*** Opening PROVIDED ENTRIES ***

PR #1411, opened 2021-10-06
Add non-numeric KLV formats

daniel-riehm:
Add data formats for `string` and `blob` types.


gbrooksby (approved):
This PR looks ok to merge.

PR #1412, opened 2021-10-06
Add support for alternate metadata representations

daniel-riehm:
This branch was meant to solve the problem of interfacing with data structures for specific metadata formats (e.g. KLV) in a general way. We currently have the `kwiver::vital::metadata` class, but it only maintains an internal lookup table of simple tag-to-value pairs, and can't necessarily hold all the structured information KLV requires to read and write the data back out identically. Thus, we needed a way to both preserve the native KLV data structure while also allowing algorithms to interact with its metadata generically.

Originally, the idea was to make the `metadata` class an abstract interface, with `simple_metadata` and, eventually `klv_metadata` derived classes implementing that interface. However, this ran into a few wrinkles. First, there are many places in the existing codebase where `metadata` is instantiated directly, and we would have to go change all of those to `simple_metadata`, touching lots of code all over KWIVER and hopefully not breaking any of it. Second, functions which were extremely simple for the `map`-based implementation, like `size()`, become a lot more complicated once each tag has to be found and translated from another format. Third, KLV does not support e.g. the `FRAME_NUMBER` vital tag, but we don't want the program to crash or drop tags when an unsupported one is added to an `metadata` object, since that would break the interface. Suffice it to say, it solves many problems to just maintain a `map` of vital tags even in the derived classes, and the alternate representation (e.g. KLV) besides. Any modification of data happens to the two representations in parallel.

All this to justify why the below code is different from the usual KWIVER _modus operandi_ of abstract base classes and concrete implementations. We add two virtual functions `add_internal()` and `erase_internal()`, which serve as an interface between derived and base classes, with the base class implementing all the `map` functionality as before, and the derived class modifying the alternate representation as needed.

Feedback about these design decisions as well as the usual fare would be appreciated.

### DIFF
--- a/vital/types/metadata.cxx
+++ b/vital/types/metadata.cxx
@@ -10,6 +10,7 @@
 #include "metadata.h"
 #include "metadata_traits.h"
 
+#include <vital/logger/logger.h>
 #include <vital/types/metadata_traits.h>
 #include <vital/util/demangle.h>
 
@@ -223,6 +224,14 @@ metadata
 #else
   this->m_metadata_map[ tag ] = item_ptr{ item.release() };
 #endif
+  if( !add_internal( *item ) )
+  {
+    std::stringstream ss;
+    ss  << demangle( typeid( *this ).name() ) << ": tag "
+        << tag_traits_by_tag( tag ).enum_name()
+        << " not supported by internal data structure";
+    LOG_DEBUG( get_logger( "metadata" ), ss.str() );
+  }
 }
 
 // ---------------------------------------------------------------------
@@ -238,7 +247,16 @@ metadata
   // Since the design intent for this map is that the metadata
   // collection owns the elements, we will clone the item passed in.
   // The original parameter will be freed eventually.
-  this->m_metadata_map[ item->tag() ] = item_ptr{ item->clone() };
+  auto const tag = item->tag();
+  this->m_metadata_map[ tag ] = item_ptr{ item->clone() };
+  if( !add_internal( *item ) )
+  {
+    std::stringstream ss;
+    ss  << demangle( typeid( *this ).name() ) << ": tag "
+        << tag_traits_by_tag( tag ).enum_name()
+        << " not supported by internal data structure";
+    LOG_DEBUG( get_logger( "metadata" ), ss.str() );
+  }
 }
 
 // -------------------------------------------------------------------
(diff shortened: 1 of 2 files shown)


vital/types/metadata.cxx
```diff
@@ -223,6 +224,14 @@ ::add( std::unique_ptr< metadata_item >&& item )
 #else
   this->m_metadata_map[ tag ] = item_ptr{ item.release() };
 #endif
+  if( !add_internal( *item ) )
+  {
+    std::stringstream ss;
+    ss  << demangle( typeid( *this ).name() ) << ": tag "
+        << tag_traits_by_tag( tag ).enum_name()
+        << " not supported by internal data structure";
+    LOG_DEBUG( get_logger( "metadata" ), ss.str() );
```
mleotta, line 233: This is probably going to happen very frequently for some fields in the KLV backend case, and it will generate a lot of debug messages.  I'd suggest using `LOG_TRACE` instead.

daniel-riehm:
> This approach can be made to work, but it does come with some serious risks. Anytime you try to maintain two parallel copies of data in memory (in the same format or converted) you open yourself to the risk of those copies getting out of sync. It's not always obvious how this can happen, but there are usually code paths you haven't thought of that might allow this. For example, if someone can get access to a pointer to the raw KLV data they may change it and those changes would not be reflected in the vital copy. Another example, the assignment operator is probably broken as currently written because it would not update the internal data.
> 
> That's said this may still be a reasonable approach to take if we can enforce that no one outside the class gains access to the internal memory to change it. For example, `find()` should no longer return the item as `const&` because someone could cast away `const` and change the value.

I agree it is not optimal. I would say that the `const_cast` situation isn't as much of an issue, because `const_cast` is pretty much willfully breaking code anyway - same with using `reinterpret_cast` to cast a `metadata` pointer to the internal `std::map`. However, I take your point about things like assignment operators being messy. There is a third option, perhaps, which is going with the abstract base class and `simple_metadata` derived class, and just having an `as_map()` function, which returns by value a built-on-demand `std::map` representation of whatever underlying data there is. This wouldn't be ideal performance-wise, but we would basically already have to do this to emulate things like `size()`, `begin()`, and `end()` anyway. Thoughts?

daniel-riehm:
I think that is a good idea - I will begin implementing that design.

daniel-riehm:
A future implementation of this will create a new PR.

PR #1415, opened 2021-10-08
Allow constructing Point2d etc. in Python with a location only

predicative:
This increases parity with C++, where the covariance argument is already optional. This is based on a similar fix I made for VIAME (b89916d89e9e5b8bf35c73ce2daade3d421ee3a8).


tao558:
@neal-siekierski The tests look perfect, thanks for adding them. I'll approve once the dashboard is passing. Who merges?

PR #1416, opened 2021-10-08
Add KLV tag traits lookup tables

daniel-riehm:
Since there are multiple KLV standards, there are multiple sets of KLV tags. Each needs to be able to look up a tag's traits based on one of the tag's identifying features. This `klv_tag_traits_lookup` class is created to avoid having to re-implement that lookup behavior for each new standard, and to allow some functionality to operate in a standard-agnostic way by just being given an instance of this class.


gbrooksby (approved):
This PR looks good to merge.

PR #1417, opened 2021-10-11
Add floating-point KLV formats

daniel-riehm:
Add `klv_data_format`s for the several KLV floating-point types. These are mostly wrapper classes like the other formats, though they do perform some of their own calculations while printing out the values. The various floating-point formats offer various levels of precision, but the resulting values are all stored internally as `double`s. When printing the values, only the number of digits actually known should be printed out. So if some format offers 5.7 digits of precision, we might print its value as `"12.3457"`, while a more precise format with 8.1 digits of precision might print the same value as `"12.3456789"`.

### DIFF
--- a/arrows/klv/klv_data_format.cxx
+++ b/arrows/klv/klv_data_format.cxx
@@ -7,11 +7,26 @@
 
 #include "klv_data_format.h"
 
+#include <iomanip>
+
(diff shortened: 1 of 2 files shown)


gbrooksby (approved):
This PR looks good to commit.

*** Closing PROVIDED ENTRIES ***

- YOUR TASK
The response should be an exact copy of the lines from the one with "PR #1415, opened 2021-10-08" through the end of the data, with no other text.

- TASK OUTPUT
PR #1415, opened 2021-10-08
Allow constructing Point2d etc. in Python with a location only

predicative:
This increases parity with C++, where the covariance argument is already optional. This is based on a similar fix I made for VIAME (b89916d89e9e5b8bf35c73ce2daade3d421ee3a8).


tao558:
@neal-siekierski The tests look perfect, thanks for adding them. I'll approve once the dashboard is passing. Who merges?

PR #1416, opened 2021-10-08
Add KLV tag traits lookup tables

daniel-riehm:
Since there are multiple KLV standards, there are multiple sets of KLV tags. Each needs to be able to look up a tag's traits based on one of the tag's identifying features. This `klv_tag_traits_lookup` class is created to avoid having to re-implement that lookup behavior for each new standard, and to allow some functionality to operate in a standard-agnostic way by just being given an instance of this class.


gbrooksby (approved):
This PR looks good to merge.

PR #1417, opened 2021-10-11
Add floating-point KLV formats

daniel-riehm:
Add `klv_data_format`s for the several KLV floating-point types. These are mostly wrapper classes like the other formats, though they do perform some of their own calculations while printing out the values. The various floating-point formats offer various levels of precision, but the resulting values are all stored internally as `double`s. When printing the values, only the number of digits actually known should be printed out. So if some format offers 5.7 digits of precision, we might print its value as `"12.3457"`, while a more precise format with 8.1 digits of precision might print the same value as `"12.3456789"`.

### DIFF
--- a/arrows/klv/klv_data_format.cxx
+++ b/arrows/klv/klv_data_format.cxx
@@ -7,11 +7,26 @@
 
 #include "klv_data_format.h"
 
+#include <iomanip>
+
(diff shortened: 1 of 2 files shown)


gbrooksby (approved):
This PR looks good to commit.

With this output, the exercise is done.